Kyle Mackey

No. 15
- Position: Quarterback

Personal information
- Born: March 2, 1962 (age 64) Gladewater, Texas, U.S.
- Listed height: 6 ft 3 in (1.91 m)
- Listed weight: 220 lb (100 kg)

Career information
- High school: Alpine (Alpine, Texas)
- College: Texas A&M-Commerce
- NFL draft: 1984: 11th round, 296th overall pick

Career history
- St. Louis Cardinals (1984); Philadelphia Eagles (1986); New Orleans Saints (1987)*; Miami Dolphins (1987); New York Jets (1988–1989); Albany Firebirds (1990); Fort Worth Cavalry (1994);
- * Offseason or practice squad member only

Career NFL statistics
- Passing attempts: 134
- Passing completions: 68
- Completion percentage: 50.7%
- TD–INT: 3–6
- Passing yards: 729
- Passer rating: 55.8
- Stats at Pro Football Reference
- Stats at ArenaFan.com

= Kyle Mackey =

American football player and coach (born 1962)

Kyle Erickson Mackey (born March 2, 1962) is an American football coach and former quarterback who played for the New York Jets, St. Louis Cardinals, Philadelphia Eagles, and the Miami Dolphins of the National Football League (NFL). He was also an Arena Football League (AFL) player, who played quarterback for the Albany Firebirds and the Fort Worth Cavalry. He played college football at Texas A&M University–Commerce from 1980 to 1983 where he was an All-American and led the Lions to the 1983 Lone Star Conference Championship. His father was Dee Mackey, a former tight end for the New York Jets.

==Early life==
Mackey was born in Gladewater, Texas and lived part of his life in Alpine, Texas when his father was a high school coach after leaving the NFL. His family moved back to East Texas before his high school years. As a student (at Spring Hill High School in Longview, Texas) he set multiple passing records and was selected to the all-state team in both his Junior and Senior years. Mackey accepted an athletic scholarship to Texas A&M-Commerce (then East Texas State University) where he was to play both Football and Basketball.

==College career==
Mackey played for the Texas A&M-Commerce Lions from 1980 to 1983. As a freshman in 1980, he backed up All-American and future All-Pro Wade Wilson, a year in which the Lions were NAIA National Semifinalists.

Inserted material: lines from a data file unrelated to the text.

PR #190, opened 2019-10-11
Create automating-releases.md

Noviny:
I feel a bit cheeky that I mostly link out to our other tools and let their documentation carry them or not, but didn't want to duplicate documentation here.

### DIFF
--- a/docs/automating-changesets.md
+++ b/docs/automating-changesets.md
@@ -1,4 +1,4 @@
-# Automating Releases
+# Automating Changesets
 
 While changesets is designed to work with a fully manual process, it also provides tools to help automate these releases. These can be broken into two major decisions:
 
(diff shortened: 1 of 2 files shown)


docs/automating-changesets.md
```diff
@@ -0,0 +1,51 @@
...
+* A release coordinator (RC) calls to stop any merging to master
+* The RC pull down `master`, runs `changeset version`, then make a new PR with the versioning changes
+* The versioning changes are merged back into master
+* The RC pulls `master` again and runs `changeset publish`
+* The RC runs `git push --follow-tags` to push the release tags back
+* The RC unblocks merging to master
+
+This is a lot of steps, and is quite finnicky (we have to pull from master twice).
+
+We have a [github action](https://github.com/changesets/action) that replaces all these steps with merging a single automatically generated (and updated) version pull request. It has options to run `version` or `version` and `publish`.
```
mitchellhamilton: I feel like this should be above the manual steps so it's the first thing people see if they're skimming it

Noviny: Fair. I sort of realised we hadn't written down the manual steps anywhere in these docs and panicked a bit to add them. Will move them below and massage the text so that makes sense.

Mackey took over at the starting spot during the 1981 season. He led the Lions to a 7–4 record and a fifth-place finish in the Lone Star Conference, throwing for 2.074 yards and 18 touchdowns. He was an Honorable Mention All Lone Star Conference Selection.

As a junior Mackey threw for 1,667 yards and 11 touchdowns and led the Lions to a 6–4 record, good enough for LSC conference runner-up (2nd place). He was a First-team All Lone Star Conference Selection and also was named to the Associated Press All-American team.

As a senior in 1983 Mackey led the Lions to a share of the Lone Star Conference Championship with an 8–2 record, throwing for 1,960 yards and 14 touchdowns and was named the LSC Second-team All-Conference team. During his time in Commerce he established himself as an athletic roll-out passer who was a dual threat either running or throwing the football. His career numbers were 5,814 passing yards and 43 touchdown passes and a 21–10 record as a starter.

==Professional career==
Mackey was drafted by the St. Louis Cardinals in the 1984 NFL draft, being selected in the 11th round as the 296th overall pick. In his two-year National Football League career as a backup quarterback for the New York Jets and the Miami Dolphins, Mackey passed for 729 yards and 3 touchdowns, rushed for 563 yards, and threw 6 interceptions. Mackey started for the Dolphins against the Seattle Seahawks during Week 4 of the 1987 NFL season as a replacement player due to the National Football League Players Association strike.

Mackey later played in the Arena Football League (AFL), ending his AFL career with 187 completions on 346 passes attempted (54.0% of passes completed), 2,253 passing yards, 34 touchdowns, 14 interceptions and a quarterback rating of 81.96.

==Coaching career==
Mackey is now coaching the Tigers of Silsbee High School in Hardin County, Texas.